#### Source data ####

PR #342, opened 2022-10-18
fix: preview bounds in shadow dom

luwes:
this fixes an issue when configuring a bounds for the previews in shadow dom

### DIFF
--- a/src/js/media-time-range.js
+++ b/src/js/media-time-range.js
@@ -7,7 +7,7 @@ import {
 import { MediaUIEvents, MediaUIAttributes } from './constants.js';
 import { nouns } from './labels/labels.js';
 import { formatAsTimePhrase } from './utils/time.js';
-import { getOrInsertCSSRule } from './utils/element-utils.js';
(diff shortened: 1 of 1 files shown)


src/js/media-time-range.js
```diff
@@ -428,7 +428,7 @@ function getBoxPosition(el, box, percent) {
   // Get the element that enforces the bounding box for the hover preview.
   const mediaBounds =
     (el.getAttribute('media-bounds')
-      ? document.getElementById(el.getAttribute('media-bounds'))
+      ? closestComposedNode(el, `#${el.getAttribute('media-bounds')}`)
```
gkatsev, line 431: this is because the `media-bounds` references element could be outside the `media-time-range`'s shadow dom?

luwes: yes, this fixes the case where it was in the shadow dom but `document.getElementById` doesn't have access to it
using closesComposedNode it can get all the ancestors

gkatsev (approved):

Issue #281, opened 2022-08-07
Time range Fixes & Improvements


luwes:
Wants and needs I ran into developing 
repo: https://github.com/luwes/media-theme-neo 
demo: https://media-theme-neo.vercel.app/?current-time=21.3

### Fixes:

- The current time box's position is not always correct on player load and on player resize, it should reposition on resize

![SCR-20220807-ji0](https://user-images.githubusercontent.com/360826/183306994-b4d6dee2-623a-4d4b-a465-65047e5eb593.png)

- When dragging on the time range the current time box doesn't move along smoothly, might have to do debounce here because it looks like the attribute is updated very quickly and render can't keep up -> missing frames.

- Setting a 1px solid border around the range input is glitchy because it's also set on the .background div, creates a 2 px border.

- The `media-bounds` attribute on the `media-time-range` element should not query an element via `document.getElementById(id)`. it should be via `this.getRootNode().querySelector(`#${id}`) because the parent defining the bounds is probably in a shadow DOM

### Improvements

- Being able to set a left and right padding for the current and preview boxes 

![SCR-20220807-jwv](https://user-images.githubusercontent.com/360826/183307520-a8832412-e00f-4774-8c68-07d7179561d6.png)

- Another cool thing would be to have the current time code show the duration for the video if the clip has not started yet and when playing starts it turns into the current time. also realized that `media-current-time-display` is not much different than `media-time-display`, maybe `media-current-time-display` can be removed. add the `media-has-played` attribute and this is all possible with `media-time-display` and CSS

luwes:
many of these were fixed in #345 #342

PR #345, opened 2022-10-20
fix: box percentage positioning & time range border glitch

luwes:
Related #281

- fixes a `--media-range-track-border` double border bug on the chrome range
- adds a `--media-range-track-outline` and `--media-range-track-outline-offset`
- fixes the time range current time box using percentages which repositions on player resize 
  that was a tricky one but it makes the code simpler overal though introduces 1 wrapper div#container

### DIFF
--- a/src/js/media-chrome-range.js
+++ b/src/js/media-chrome-range.js
@@ -46,6 +46,7 @@ template.innerHTML = `
       --media-range-padding: var(--media-control-padding, 10px);
       --_media-range-padding: var(--media-range-padding, 10px);
 
+      vertical-align: middle;
       box-sizing: border-box;
       display: inline-block;
       position: relative;
--- a/src/js/media-chrome-range.js
+++ b/src/js/media-chrome-range.js
@@ -28,6 +28,8 @@ const trackStyles = `
   min-width: 40px;
   height: var(--track-height);
   border: var(--media-range-track-border, none);
+  outline: var(--media-range-track-outline);
+  outline-offset: var(--media-range-track-outline-offset);
   border-radius: var(--media-range-track-border-radius, 0);
   background: var(--media-range-track-progress-internal, var(--media-range-track-background, #eee));
   box-shadow: var(--media-range-track-box-shadow, none);
@@ -115,7 +117,6 @@ template.innerHTML = `
       width: var(--media-range-track-width, 100%);
       height: var(--track-height);
       border-radius: var(--media-range-track-border-radius, 0);
-      box-sizing: border-box;
       position: absolute;
       top: 50%;
       transform: translate(var(--media-range-track-translate-x, 0px), calc(var(--media-range-track-translate-y, 0px) - 50%));
@@ -141,7 +142,6 @@ template.innerHTML = `
       ${/* Add z-index so it overlaps the top of the control buttons if they are right under. */''}
       z-index: 1;
       display: var(--media-time-range-hover-display, none);
-      box-sizing: border-box;
       position: absolute;
       width: 100%;
       bottom: var(--media-time-range-hover-bottom, -5px);
@@ -151,7 +151,6 @@ template.innerHTML = `
     #range {
       z-index: 2;
       position: relative;
-      height: var(--media-range-track-height, 4px);
     }
 
     ${/*
--- a/src/js/media-chrome-range.js
+++ b/src/js/media-chrome-range.js
@@ -151,6 +151,7 @@ template.innerHTML = `
     #range {
       z-index: 2;
       position: relative;
+      height: var(--media-range-track-height, 4px);
     }
 
     ${/*
--- a/src/js/media-chrome-range.js
+++ b/src/js/media-chrome-range.js
@@ -44,12 +44,9 @@ template.innerHTML = `
       --media-range-padding: var(--media-control-padding, 10px);
       --_media-range-padding: var(--media-range-padding, 10px);
 
-      position: relative;
-      display: inline-flex;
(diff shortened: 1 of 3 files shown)


src/js/media-chrome-range.js
```diff
@@ -182,10 +183,12 @@ template.innerHTML = `
       background-color: #777;
     }
   </style>
-  <div id="background"></div>
-  <div id="pointer"></div>
-  <div id="hoverzone"></div>
-  <input id="range" type="range" min="0" max="1000" step="any" value="0">
+  <div id="container">
```
luwes, line 186: added a container div here which makes it easier to take in account the padding that is added on media-time-range
#background, #pointer, etc which are absolutely positioned don't have to take in to account that padding anymore

src/js/media-time-range.js
```diff
@@ -34,13 +34,20 @@ template.innerHTML = `
       color: #fff;
     }
 
-    [part~="box"] {
-      display: flex;
-      flex-direction: column;
-      align-items: center;
+    #preview-rail,
+    #current-rail {
+      width: 100%;
```
luwes, line 39: this is a key part the "rails" are expanded to 100% width which equals the width of the parent and the input range.
then we set CSS transform translateX in percentages which are percentages based on the element itself not the parent. transforms are weird that way

src/js/media-time-range.js
```diff
@@ -408,37 +415,35 @@ class MediaTimeRange extends MediaChromeRange {
...
-function getBoxPosition(el, box, percent) {
-  const rect = el.getBoundingClientRect();
-  const rangeRect = el.range.getBoundingClientRect();
+function getBoxPosition(el, box, ratio) {
+  let position = `${ratio * 100}%`;
+
+  // Get the element that enforces the bounds for the time range boxes.
+  const bounds =
+    (el.getAttribute('media-bounds')
+      ? closestComposedNode(el, `#${el.getAttribute('media-bounds')}`)
```
luwes, line 424: should we rename this attribute `media-bounds`? 
I remember @heff saying `media-` prefixed attrs are propagated. this one is not.

open to suggestions.
(I don't think anyone has discovered this functionality yet)

src/js/media-time-range.js
```diff
@@ -408,37 +415,35 @@ class MediaTimeRange extends MediaChromeRange {
...
 }
 
-function getBoxPosition(el, box, percent) {
-  const rect = el.getBoundingClientRect();
-  const rangeRect = el.range.getBoundingClientRect();
+function getBoxPosition(el, box, ratio) {
+  let position = `${ratio * 100}%`;
+
+  // Get the element that enforces the bounds for the time range boxes.
+  const bounds =
```
gkatsev, line 422: it's probably worth moving this back down, if we return early on line 436 `if !boxWidth`, we won't need to do the work for these bounds.

src/js/media-time-range.js
gkatsev: Where is media-bounds coming from?

gkatsev (commented):
For whatever reason, this completely breaks thumbnails on firefox for me.

src/js/media-time-range.js
luwes: 👍 will do

src/js/media-time-range.js
luwes: it's used when the media-time-range has a left offset for example
https://media-theme-neo.vercel.app/

the attribute should be the `id` of the container that act as the bounding box for the time range boxes (preview thumb)

src/js/media-time-range.js
luwes: @gkatsev which example? 
on my end it seems to work.

gkatsev: @luwes with https://media-chrome-git-fork-luwes-fix-range-bugs-mux.vercel.app/examples/advanced.html, when hovering over the progress bar I get a bunch of these errors in the console:
```
Uncaught DOMException: CSSStyleSheet.cssRules getter: Not allowed to access cross-origin stylesheet
```
from `getOrInsertCSSRule` in `element-utils.js`
However, it works fine on https://media-chrome-mux.vercel.app/examples/advanced.html

luwes: what's your Firefox version? gonna try to repro. strange because I'm not doing much different than before.
maybe 1 thing is that 1 of the style tags is now in the container element instead of the shadowRoot

gkatsev: Seeing the same behavior in my Firefox for Windows, but a quick test in Browserstack with Firefox 105 and 106 (Beta) shows it working as expected 🤔

gkatsev: ah, I do have Dark Reader enabled, let me check. Though, it's weird that it's working in main but not with this fork

luwes: true yes weird, let me try install that too

gkatsev: @luwes that was it. I guess I had dark reader disabled on main, but not on your fork preview.

gkatsev: So, yeah, not a blocker for this PR. Probably worth investigating but as a low priority thing.

luwes: will add in a try / catch to workaround this issue

src/js/media-time-range.js
gkatsev: ah, I see. It's a bit like the thing we talked about for the fullscreen button/media-controller thing.

cjpillsbury (approved):

PR #350, opened 2023-05-22
Make Multisig Transaction submissionDate non-nullable

hectorgomezv:
This PR aims to make `submissionDate` non-nullable for multisig transactions. 

- This is a mandatory field in the Transaction Service code, since it's derived from built-in `created` field: https://github.com/safe-global/safe-transaction-service/blob/d00ad8bd891e6ab991b0c32493dadda1ab0b0c60/safe_transaction_service/history/serializers.py#L516 
- Reference from the Rust Client Gateway, where the property is not-optional: https://github.com/safe-global/safe-client-gateway/blob/e0d69faabd0a05d858eec81f235acc0945ac0993/src/common/models/backend/transactions.rs#L42


src/domain/safe/entities/multisig-transaction.entity.ts
```diff
@@ -14,7 +14,7 @@ export type MultisigTransaction = {
   blockNumber: number | null;
   confirmations: Confirmation[] | null;
   confirmationsRequired: number;
-  data: string | null; // TODO will be added under https://github.com/5afe/safe-client-gateway-nest/pull/132
```
fmrsabino, line 17: Wasn't this comment about replacing `string | null` with the new entity `DataDecoded`?

fmrsabino (approved):

src/domain/safe/entities/multisig-transaction.entity.ts
hectorgomezv: You're right! I changed the TODO for a more explicit message in [b20649a](https://github.com/safe-global/safe-client-gateway-nest/pull/350/commits/b20649a386e71b7bddaf347cadd861d8a85435f7)

fmrsabino (approved):
🚀

PR #357, opened 2023-05-24
fix: centralise `exchange.cacheTtlSeconds` fallback

### LINKED ISSUE #318: Set the default TTL for exchange rates in `configuration.ts`
Currently the `exchange.cacheTtlSeconds` does not have a fallback set in `configuration.ts`. The fallback value is set in the `ExchangeApi` itself.

This makes it harder to evaluate the fallback values just by looking at `configuration.ts`. 

Another issue is that if another component reads `exchange.cacheTtlSeconds`, that same component won't have the fallback value set.

iamacook:
Resolves #318

This centralises the `exchange.cacheTtlSeconds` fallback value by moving it from the `ExchangeApi` to the `configuration.ts`.


iamacook:
Closing in favour of an upcoming refactor from @fmrsabino.

PR #359, opened 2023-05-24
fix: forward balances params

### LINKED ISSUE #355: [{{safe}}/balances endpoint] trusted key
The trusted key is currently used on the web interface to filter and only show the tokens that are marked as trusted/default on the tx-service via this selector:

Screenshot 2023-05-23 at 12 16 27

**Steps to reproduce:**

* On tx-service django console, mark a token as trusted

* On web UI go to /balances page (for a token that was trusted and the safe owns) and filter by default tokens.

**Actual result on nest cg:**

Trusted key is "ignored" and token marked as trusted is not fetched, returning all the tokens for any given safe.

`curl --location 'https://safe-client-nest.staging.5afe.dev/v1/chains/5/safes/0x4127839cdf4F73d9fC9a2C2861d8d1799e9DF40C/balances/EUR?trusted=true' \
--header 'Accept: application/json'`

**Expected result on nest cg:**

Only show trusted tokens like in og cg

`curl --location 'https://safe-client.staging.5afe.dev/v1/chains/5/safes/0x4127839cdf4F73d9fC9a2C2861d8d1799e9DF40C/balances/EUR?trusted=true' \
--header 'Accept: application/json'`

iamacook:
Resolves #355

The `trusted` and `exclude_spam` parameters are now forwarded to the Transaction Service when requesting balances.

Example request to compare against:
`curl --location 'https://safe-client.staging.5afe.dev/v1/chains/5/safes/0x4127839cdf4F73d9fC9a2C2861d8d1799e9DF40C/balances/EUR?trusted=true`

### DIFF
--- a/src/routes/balances/balances.controller.spec.ts
+++ b/src/routes/balances/balances.controller.spec.ts
@@ -133,11 +133,8 @@ describe('Balances Controller (Unit)', () => {
       const chainId = '1';
       const safeAddress = '0x0000000000000000000000000000000000000001';
       const transactionApiBalancesResponse = [balanceBuilder().build()];
-      const exchangeApiResponse = exchangeRatesBuilder()
-        .with('success', true)
-        .with('rates', { USD: 2.0 })
-        .build();
-      const chainResponse = chainBuilder().with('chainId', chainId).build();
+      const exchangeApiResponse = exchangeRatesBuilder().build();
+      const chainResponse = chainBuilder().build();
       const excludeSpam = true;
       const trusted = true;
 
--- a/src/routes/balances/balances.controller.spec.ts
+++ b/src/routes/balances/balances.controller.spec.ts
@@ -129,6 +129,50 @@ describe('Balances Controller (Unit)', () => {
       );
     });
 
+    it(`excludeSpam and trusted params are forwarded to tx service`, async () => {
+      const chainId = '1';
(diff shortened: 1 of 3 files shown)


src/routes/balances/balances.controller.spec.ts
```diff
@@ -129,6 +129,50 @@ describe('Balances Controller (Unit)', () => {
...
 
+    it(`excludeSpam and trusted params are forwarded to tx service`, async () => {
+      const chainId = '1';
+      const safeAddress = '0x0000000000000000000000000000000000000001';
+      const transactionApiBalancesResponse = [balanceBuilder().build()];
+      const exchangeApiResponse = exchangeRatesBuilder()
+        .with('success', true)
+        .with('rates', { USD: 2.0 })
+        .build();
+      const chainResponse = chainBuilder().with('chainId', chainId).build();
```
hectorgomezv, line 140: Nitpick: I think this additional builders setup is not necessary for this test, we can rely on _random_ entities and just use the builders output:
```javascript
const exchangeApiResponse = exchangeRatesBuilder().build();
const chainResponse = chainBuilder().build();
```

iamacook: I agree. I've adjusted the two entities accordingly.

hectorgomezv (approved):
Great job! 👏🏻

PR #363, opened 2023-05-24
Fix returned messages order

### LINKED ISSUE #353: [Get /messages] Wrong messages order in the response
request: Get https://safe-client-nest.staging.5afe.dev/v1/chains/5/safes/0xC642bEc0e4f69815e89723C09caA8DAa524cAc9c/messages

Current result: The latest messages are at the bottom, as a result we have the wrong sorting on the UI

Old request: https://safe-client.staging.5afe.dev/v1/chains/5/safes/0xC642bEc0e4f69815e89723C09caA8DAa524cAc9c/messages - The latest messages were at the top

fmrsabino:
Closes #353 

The messages returned by `GET chains/:chainId/safes/:safeAddress/messages` were being returned in ascending order (regarding their creation date). Descending order should be used instead.

Additionally, the results were being ~mapped~ pushed to an external array inside a `Promise.all` therefore breaking the deterministic sorting rules required.

### DIFF
--- a/src/routes/messages/messages.service.ts
+++ b/src/routes/messages/messages.service.ts
@@ -56,22 +56,23 @@ export class MessagesService {
     const previousURL = cursorUrlFromLimitAndOffset(routeUrl, page.previous);
     const groups = this.getOrderedGroups(page.results);
 
-    const results: (DateLabel | MessageItem)[] = [];
-    for (const [timestamp, messages] of groups) {
-      const messageItems = await this.messageMapper.mapMessageItems(
-        chainId,
-        messages,
-        safe,
-      );
-      results.push(new DateLabel(timestamp));
-      results.push(...messageItems);
-    }
+    const labelledGroups = await Promise.all(
+      groups.map(async ([timestamp, messages]) => {
+        const messageItems = await this.messageMapper.mapMessageItems(
+          chainId,
+          messages,
+          safe,
+        );
+
+        return [new DateLabel(timestamp), ...messageItems];
+      }),
+    );
 
     return <Page<DateLabel | MessageItem>>{
       count: page.count,
       next: nextURL?.toString() ?? null,
       previous: previousURL?.toString() ?? null,
-      results,
+      results: labelledGroups.flat(),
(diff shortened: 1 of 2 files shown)


src/routes/messages/messages.service.ts
```diff
@@ -99,8 +97,24 @@ export class MessagesService {
...
+            Number(groupKey),
+            orderBy(
+              groups[groupKey],
+              (message) => {
+                message.created.getTime();
+              },
+              ['desc'],
+            ),
+          ];
+        })
```
iamacook, line 117: `orderBy` isn't changing anything here (nothing is being returned in [the iteratee](https://lodash.com/docs/4.17.15#orderBy)). It can be removed without breaking the tests.

```suggestion
        .map((groupKey) => {
          return [
            Number(groupKey),
            groups[groupKey]
          ];
        })
```

src/routes/messages/messages.service.ts
```diff
@@ -57,17 +57,15 @@ export class MessagesService {
...
-    );
+    for (const [timestamp, messages] of groups) {
+      const messageItems = await this.messageMapper.mapMessageItems(
+        chainId,
+        messages,
+        safe,
+      );
+      results.push(new DateLabel(timestamp));
+      results.push(...messageItems);
+    }
```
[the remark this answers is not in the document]
fmrsabino: Yes I do believe so! At least we leverage the Promise API better in a way! 👍 Will change it.

src/routes/messages/messages.service.ts
fmrsabino: You are right. It was not returning from the function and it only worked because the `messages` were in the correct order.

I've added the return and adjusted the tests to include different hours (for the messages on the same day) [0a7753d](https://github.com/safe-global/safe-client-gateway-nest/pull/363/commits/0a7753d8541a2a45eb8d72fa29fb92af0e0efb93)

iamacook (dismissed):

iamacook (approved):

PR #369, opened 2023-05-25
fix: return `null` if guard is empty address

### LINKED ISSUE #347: [Get /safes/{safeAddress}] No message Tag and 0x000 guard is processed incorrectly

Issues:

iamacook:
Resolves #347

`SafeState['guard']` now returns `null` if the Safe's guard is an empty address (`0x0000000000000000000000000000000000000000`). It was previously defaulting to an `AddressInfo`. Test coverage for this has been added.

Note: a chain of promises were also combined into one `Promise.all` to improve performance.

### DIFF
--- a/src/routes/common/address-info/address-info.helper.ts
+++ b/src/routes/common/address-info/address-info.helper.ts
@@ -4,6 +4,7 @@ import { IContractsRepository } from '../../../domain/contracts/contracts.reposi
 import { TokenRepository } from '../../../domain/tokens/token.repository';
 import { ITokenRepository } from '../../../domain/tokens/token.repository.interface';
 import { AddressInfo } from '../entities/address-info.entity';
+import { NULL_ADDRESS } from '../constants';
 
 export type Source = 'CONTRACT' | 'TOKEN';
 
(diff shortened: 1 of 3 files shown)


src/routes/common/address-info/address-info.helper.ts
```diff
@@ -35,8 +36,7 @@ export class AddressInfoHelper {
     address: string,
     source: Source = 'CONTRACT',
   ): Promise<AddressInfo | null> {
-    if (address == '0x0000000000000000000000000000000000000000')
-      return Promise.resolve(null);
+    if (address == NULL_ADDRESS) return Promise.resolve(null);
```
fmrsabino, line 39: After reviewing the usages of this fallback I think it is not worth it to have at this level (i.e. the `AddressInfoHelper` level).

The usages on the Safe Client Gateway of this fallback are only in Safe Info related logic: https://github.com/safe-global/safe-client-gateway/blob/eb481938a49c29b979fe98a5577f719f42a2b2eb/src/routes/safes/converters.rs#L49-L54

Therefore I would suggest removing this fallback. This can potentially be an issue to other endpoints that we have which should return the `NULL_ADDRESS` instead of `null`.

What do you think @hectorgomezv ?

fmrsabino: Pushed the suggested change here: https://github.com/safe-global/safe-client-gateway-nest/pull/380

This would then affect the changes on this PR which is more specific to Safe Info data.

hectorgomezv: Yeah, I think it could be confusing, especially for a caller sending `NULL_ADDRESS` as you said, and it's not providing any benefit ATM. I'd vote for removing the fallback 👍

iamacook: Thanks for the thorough reviews and associated adjustments.

As the aforementioned change affects this PR, I will close this and we can open a separate one instead.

####

#### [What needs to be done]
Look above for the line holding "- Another cool". Print it and every line after it, exactly, through the line holding "width: var(--media-range-track-width, 100%);".

#### [Result for this exercise]
- Another cool thing would be to have the current time code show the duration for the video if the clip has not started yet and when playing starts it turns into the current time. also realized that `media-current-time-display` is not much different than `media-time-display`, maybe `media-current-time-display` can be removed. add the `media-has-played` attribute and this is all possible with `media-time-display` and CSS

luwes:
many of these were fixed in #345 #342

PR #345, opened 2022-10-20
fix: box percentage positioning & time range border glitch

luwes:
Related #281

- fixes a `--media-range-track-border` double border bug on the chrome range
- adds a `--media-range-track-outline` and `--media-range-track-outline-offset`
- fixes the time range current time box using percentages which repositions on player resize 
  that was a tricky one but it makes the code simpler overal though introduces 1 wrapper div#container

### DIFF
--- a/src/js/media-chrome-range.js
+++ b/src/js/media-chrome-range.js
@@ -46,6 +46,7 @@ template.innerHTML = `
       --media-range-padding: var(--media-control-padding, 10px);
       --_media-range-padding: var(--media-range-padding, 10px);
 
+      vertical-align: middle;
       box-sizing: border-box;
       display: inline-block;
       position: relative;
--- a/src/js/media-chrome-range.js
+++ b/src/js/media-chrome-range.js
@@ -28,6 +28,8 @@ const trackStyles = `
   min-width: 40px;
   height: var(--track-height);
   border: var(--media-range-track-border, none);
+  outline: var(--media-range-track-outline);
+  outline-offset: var(--media-range-track-outline-offset);
   border-radius: var(--media-range-track-border-radius, 0);
   background: var(--media-range-track-progress-internal, var(--media-range-track-background, #eee));
   box-shadow: var(--media-range-track-box-shadow, none);
@@ -115,7 +117,6 @@ template.innerHTML = `
       width: var(--media-range-track-width, 100%);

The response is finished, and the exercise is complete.